Different proof of spectral theorem for self-adjoint operators

Question

Using the Spectral Theorem for quadratic forms, according to which for every quadratic form in a euclidean vector space there is an orthonormal basis which diagonalize it, how could one prove that every hermitian form in a hermitian vector space is diagonalizable? I already know the standard proof of the spectral theorem, but I am specifically asked to do it this way and don't even know where should I start from.

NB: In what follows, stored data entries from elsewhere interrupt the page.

PR #1017, opened 2018-06-14
Make decryption depend on encrypter

fgimenez:
There's some repeated boilerplate here in the templates, also in the `templateData` method. Maybe we could refactor, suggestions welcome!


service/controller/v13/templates/cloudconfig/decrypt_keys_assets_script.go
```diff
@@ -1,7 +1,95 @@
...
+        --data '{"ciphertext": "$(cat $encKey)"}' \
+        {{ .VaultAddress }}/v1/transit/decrypt/{{ .EncryptionKey }} | \
+        jq -r .data.plaintext | base64 -d > $f
+      mv -f $f ${encKey%.enc}
+    done;
+    echo done.
+}
+
+aws_login () {
+    pkcs7=$(curl -s http://169.254.169.254/latest/dynamic/instance-identity/pkcs7 | tr -d '\n')
```
rossf7: This is the EC2 metadata endpoint? For me, a comment would help for readability.

service/controller/v13/templates/cloudconfig/decrypt_keys_assets_script.go
```diff
@@ -1,7 +1,95 @@
 package cloudconfig
 
 const DecryptKeysAssetsScript = `#!/bin/bash -e
+{{ if eq .EncrypterType "vault" }}
```
rossf7: There is a lot of bash magic here and I see what you mean about the boilerplate with similar logic in decrypt_tls_assets_script.go

@corest @calvix Could you help here as I think you'll have better input that me.

fgimenez: Thanks, I'd like to get also input from @giantswarm/sig-security here.

fgimenez:
> For azure-operator we had the idea of having a Go binary that would download secrets from Key Vault.
> 
> In the end we're moving away from Key Vault so we didn't implement. But the same approach could help make the code easier to maintain.
> 
> I'd suggest doing this as a follow up clean up task rather than now.

Yes, makes total sense. We have already implemented all the login, encryption functionality and common functions in the vault encrypter package https://github.com/giantswarm/aws-operator/tree/master/service/controller/v13/encrypter/vault, adding a decryption method is very straightforward. Maybe we could extract this package to its own repo.

service/controller/v13/cloudconfig/master_template.go
```diff
@@ -337,3 +342,25 @@ func (e *MasterExtension) VerbatimSections() []k8scloudconfig.VerbatimSection {
...
 }
+
+func (e *MasterExtension) templateData() TemplateData {
+	var encrypterType string
+	var vaultAddress string
+	var encryptionKey string
+	v, ok := e.encrypter.(*vault.Encrypter)
+	if ok {
+		encrypterType = "vault"
+		encryptionKey, _ = v.EncryptionKey(context.TODO(), e.customObject)
```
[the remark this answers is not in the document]
fgimenez: Good point, in this case the context is not used and it's there just to satisfy the interface, but looks weird and not very future-proof. I've modified the master and worker extensions to have a context field, now it is injected from the `CloudConfig` object, PTAL.

service/controller/v13/templates/cloudconfig/decrypt_keys_assets_script.go
fgimenez: Sure, done.

service/controller/v13/cloudconfig/master_template.go
```diff
@@ -337,3 +342,25 @@ func (e *MasterExtension) VerbatimSections() []k8scloudconfig.VerbatimSection {
...
 	return newSections
 }
+
+func (e *MasterExtension) templateData() TemplateData {
+	var encrypterType string
+	var vaultAddress string
+	var encryptionKey string
+	v, ok := e.encrypter.(*vault.Encrypter)
+	if ok {
+		encrypterType = "vault"
```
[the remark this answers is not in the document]
fgimenez: Good point, I've added constants for this in #1016, will update this once it lands.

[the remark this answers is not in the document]
rossf7: Nice, thanks!

service/controller/v13/cloudconfig/master_template.go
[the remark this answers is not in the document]
rossf7: Thanks makes total sense but good to pass the current context.

service/controller/v13/cloudconfig/master_template.go
```diff
@@ -68,7 +72,9 @@ type RandomKeyTmplSet struct {
 
 type MasterExtension struct {
 	certs            legacy.CompactTLSAssets
+	ctx              context.Context
```
kopiczko: I think passing the context to the struct is a bad thing. E.g. ancelling this context can have unexpected consequences. I think context is designed to be request scope, so it should be only passed as a first argument to the function call.

service/controller/v13/encrypter/vault/vault.go
```diff
@@ -62,6 +62,8 @@ func NewEncrypter(c *EncrypterConfig) (*Encrypter, error) {
 
 		address: c.Address,
 		base:    base,
+		nonce:   "3c4caa13-dc08-f51f-51f8-02c4abb8d89f",
+		token:   "98b8b1aa-fa75-adba-7dd8-0499ba591bbd",
```
kopiczko: Very naive q: is it safe to keep it in the code?

fgimenez: Nope, just for testing purposes.

service/controller/v13/templates/cloudconfig/decrypt_tls_assets_script.go
```diff
@@ -1,7 +1,95 @@
...
+# if curl pkcs7 fails, exit with error logged
+token_exists () {
+  if [ -f $token_path ]; then
+    return 0
+  else
+    return 1
+  fi
+}
+
+token_is_valid() {
```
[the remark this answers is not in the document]
fgimenez: Done, there's a single template constant for the decryption script now.

service/controller/v13/cloudconfig/master_template.go
kopiczko: My suggestion is to pass the context to `Files` and then `templateData` method.

service/controller/v13/encrypter/vault/vault.go
fgimenez: Authentication from the container has been sorted, the hardcoded token has been removed.

service/controller/v13/cloudconfig/master_template.go
fgimenez: The problem I see with that approach is that `Files` is called while rendering the template, for the master template here https://github.com/giantswarm/k8scloudconfig/blob/master/v_3_3_3/master_template.go#L1810. Pls correct me if I'm wrong but according to https://golang.org/pkg/text/template/#hdr-Arguments we can only use niladic methods on templates.

fgimenez:
> For the duplication in the bash scripts. The approach discussed of using a Go binary will help with that. It would be good to have an issue for that.

Done, created this issue for tracking https://github.com/giantswarm/giantswarm/issues/3440.

service/controller/v13/cloudconfig/master_template.go
kopiczko: You're right I missed that. IMO it's better to use context.TODO in such case.

kopiczko: That's way better!

fgimenez:
CI green, going with this.

PR #1025, opened 2018-06-20
Add public routes for accessing Vault ELB

fgimenez:
Without these routes we can't access Vault ELB endpoint from guest cluster nodes. This is required for using host cluster Vault as encryption backend, guest cluster nodes need to be able to access it to decrypt keys and TLS assets.


rossf7:
Thanks for confirming about updates.

> If at some point we want to migrate an existing cluster from KMS to Vault we would need anyway logic for doing changes in the keys

Yes if we decide to do that we can handle it as part of the migration task.

PR #1027, opened 2018-06-21
vendor: use updated e2eclients

rossf7:


integration/test/draining/main_test.go
```diff
@@ -48,7 +48,10 @@ func TestMain(m *testing.M) {
 		}
 	}
 
-	c = aws.NewClient()
+	c, err = aws.NewClient()
```
rossf7: Needed because of the error handling merged earlier in e2eclients.

PR #1028, opened 2018-06-22
Removes alerter service

JosephSalisbury:
See https://github.com/giantswarm/g8s-prometheus/pull/272 for removing alert.

The collector handles the VPC orphaning alerts nowadays, and the duplicate master checks don't make much sense with the move to cloudformation. This changeset removes the alerter service, as part of paving the road towards support for BYOC monitoring.


MarcelMue:
Just to get this straight in my head:
This was meant to detect duplicate resources of any kind. We now have a collector though which checks for orphaned resources.
So with cloud formation we should never have duplicate resources?

PR #1033, opened 2018-06-26
handle bound_iam_role_arn as string alice

fgimenez:
With the recent update of Vault we should handle `bound_iam_role_arn` as a string slice. Also we only manage this field now, no need to unmarshal/marshal the rest of them if we only change the IAM roles.


fgimenez:
Tested on axolotl

PR #1034, opened 2018-06-27
Delete unused resource sets

rossf7:
Towards giantswarm/giantswarm#3526

See https://github.com/giantswarm/giantswarm/issues/3526#issue-335816796 for which resource sets can be deleted.


rossf7:
OK changes affect integration tests too. I'll get that sorted after lunch.

PR #1038, opened 2018-07-02
Add registry domain parameter

fgimenez:
Defines registry domain parameter (initialized from installations) and sets it as value for k8scloudconfig.


fgimenez:
Tested on axolotl and gauss.

PR #1039, opened 2018-07-04
increase wait time for Vault connection available

fgimenez:
5 minutes is not always enough, increasing to 20.

For context, with Vault encryption we use the peering connection for accessing Vault from guest nodes, this resource is created as part of the guest stack, and the routes for the actual access are created in a host stack after the guest stack is done. We need to wait on guest cluster nodes for the routes to be in place in order to be able to decrypt the secrets.

### DIFF
--- a/service/controller/v13/templates/cloudconfig/decrypt_keys_assets_script.go
+++ b/service/controller/v13/templates/cloudconfig/decrypt_keys_assets_script.go
@@ -8,7 +8,7 @@ nonce_path=/var/nonce
 wait_for_vault_elb(){
     local service_name="$1"
     local state="${2:-active}"
-    for i in $(seq 20); do
+    for i in $(seq 80); do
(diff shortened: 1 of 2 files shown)


fgimenez:
Slowness on China is a factor, of course. In this case, route53 doesn't affect, the entry for host cluster vault is created beforehand. 

Recently creation is slower everywhere, looks like we are getting timeouts on `randomkeys.Search`, see https://gigantic.slack.com/archives/C2MS2VB37/p1530686756000192. I think this issue affects the timeouts for connecting to Vault from guests nodes on boot in axolotl, didn't see them in the first tests. This new timeout will cope with the `randomkeys.Search` delays.

rossf7:
Thanks for the explanation, makes sense its not Route 53.

I think we need to worry if cluster creation is slowing down. AFAIK we moved the encryption key secret to cluster-operator. We also dropped the resync period there to 1 min. This should help but we need to see what is slowing things down and maybe more  fixes are needed.

PR #1042, opened 2018-07-08

rossf7:
Enables CRD sub resource feature gate.


rossf7:
Closing. Feature gate is enabled in master.

PR #1046, opened 2018-07-10
Update v13 changelog

fgimenez:
`v13` changelog got stale, this adds the missing entries according to https://github.com/giantswarm/aws-operator/commits/master/service/controller/v13

### DIFF
--- a/service/controller/v13/version_bundle.go
+++ b/service/controller/v13/version_bundle.go
@@ -17,6 +17,41 @@ func VersionBundle() versionbundle.Bundle {
 				Description: "Added CA public key into trusted user keys for SSO ssh.",
 				Kind:        versionbundle.KindAdded,
 			},
+			{
+				Component:   "aws-operator",
+				Description: "Fix volume attachments while upgrading.",
+				Kind:        versionbundle.KindFixed,
+			},
+			{
+				Component:   "aws-operator",
+				Description: "Add encrypter interface, make KMS code satisfy it and add Vault encrypter.",
+				Kind:        versionbundle.KindAdded,
+			},
+			{
+				Component:   "aws-operator",
+				Description: "Enabled migration resource with credentials logic.",
+				Kind:        versionbundle.KindAdded,
+			},
+			{
+				Component:   "aws-operator",
+				Description: "Add public for accessing Vault ELB when using Vault encrypter.",
+				Kind:        versionbundle.KindAdded,
+			},
+			{
+				Component:   "aws-operator",
+				Description: "Improve logging for shouldScale method.",
+				Kind:        versionbundle.KindChanged,
+			},
+			{
+				Component:   "aws-operator",
+				Description: "Add registry domain parameter and inject it into k8scloudconfig.",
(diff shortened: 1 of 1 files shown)


service/controller/v13/version_bundle.go
```diff
@@ -17,6 +17,41 @@ func VersionBundle() versionbundle.Bundle {
 				Description: "Added CA public key into trusted user keys for SSO ssh.",
 				Kind:        versionbundle.KindAdded,
 			},
+			{
+				Component:   "aws-operator",
+				Description: "Fix volume attachments while upgrading.",
```
rossf7: This should be Fixed as the message should be past tense. Would be good to align with `fmt`.

https://github.com/giantswarm/fmt/blob/master/releases/how_write_changelog_message.md

I find that page super helpful because I always forget all this! ;)

service/controller/v13/version_bundle.go
```diff
@@ -17,6 +17,41 @@ func VersionBundle() versionbundle.Bundle {
...
+				Kind:        versionbundle.KindAdded,
+			},
+			{
+				Component:   "aws-operator",
+				Description: "Add public for accessing Vault ELB when using Vault encrypter.",
+				Kind:        versionbundle.KindAdded,
+			},
+			{
+				Component:   "aws-operator",
+				Description: "Improve logging for shouldScale method.",
```
rossf7: Not sure we need a changelog for this. It's a low level change and not interesting to customers IMO.

service/controller/v13/version_bundle.go
```diff
@@ -17,6 +17,41 @@ func VersionBundle() versionbundle.Bundle {
...
+				Kind:        versionbundle.KindChanged,
+			},
+			{
+				Component:   "aws-operator",
+				Description: "Add registry domain parameter and inject it into k8scloudconfig.",
```
rossf7: Maybe add docker registry to make this clearer?

service/controller/v13/version_bundle.go
```diff
@@ -17,6 +17,41 @@ func VersionBundle() versionbundle.Bundle {
...
+				Kind:        versionbundle.KindAdded,
+			},
+			{
+				Component:   "aws-operator",
+				Description: "Set version bundle version output via parameter.",
```
rossf7: stack output?

service/controller/v13/version_bundle.go
fgimenez: Done, thanks for the link!

service/controller/v13/version_bundle.go
fgimenez: Indeed, removed.

service/controller/v13/version_bundle.go
fgimenez: Good point, done.

service/controller/v13/version_bundle.go
fgimenez: Done, PTAL.

PR #1051, opened 2018-07-10
Fix version for v13

rossf7:
This should be a minor version not a patch. I messed this up when I added v13. Updating and 3.1.3 will be used for v12patch1.

See https://github.com/giantswarm/installations/pull/419 for the release index change.


rossf7:
Going with this and the release index change. I've confused the tests my changing the version. I'll make sure they are green on my next PR.

PR #1055, opened 2018-07-11
reconcile services

calvix:
As the annotation is now needed for guest cluster monitoring we need to be able to update old cluster and the that means enable reconciliation of the service to desired state

Also since the etcd port is different across providers and it needs to be part of annotation


calvix:
closing as changes need to go in v14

Thanks in advance for any tips.

Answer 1

You may or may not find this approach helpful. It is a generalization of how you can diagonalize a symmetric matrix by congruence over an an arbitrary field of characteristic $\ne2$ to the case of an $n \times n$ Hermitian matrix $A$ over $\mathbb C.$ What you do is find a succession of matrices $P_1,...,P_m$ ,each of which has entirely 1's on the leading diagonal and all other entries 0 except for exactly one row, such that $$(P_1...P_m)^*A(P_1...P_m)$$ is real diagonal where '*' is the conjugate transpose operator. Identify the Hermitian matrix $A$ with the Hermiian form $X^*AX$ $$X=\begin{bmatrix}X_1\\,\\.\\.\\X_n\end{bmatrix}$$. Make a sequence of 'change of variables' $X=P_1X',X'=P_2'',etc$ At each step, 'complete the square' in variable $i$ if there is any non-zero diagonal term in $(P_1...P_{\mu})^*A(P_1...P_{\mu})$ with one or more non-zero terms in the corresponding row. If the matrix $(P_1...P_{\mu})^*A(P_1...P_{\mu})$ has 1 or more non-zero off-diagonal terms $$\alpha_{ij} \ne 0$$ but all such $\alpha_{ii},\alpha_{jj}=0$ the change of variables $X_j=X_i'+X_j',X_t=X_t',t \ne j$ forces a non-zero diagonal term $\alpha_{ii}.$ This procedure terminates in no more than $2n$ steps.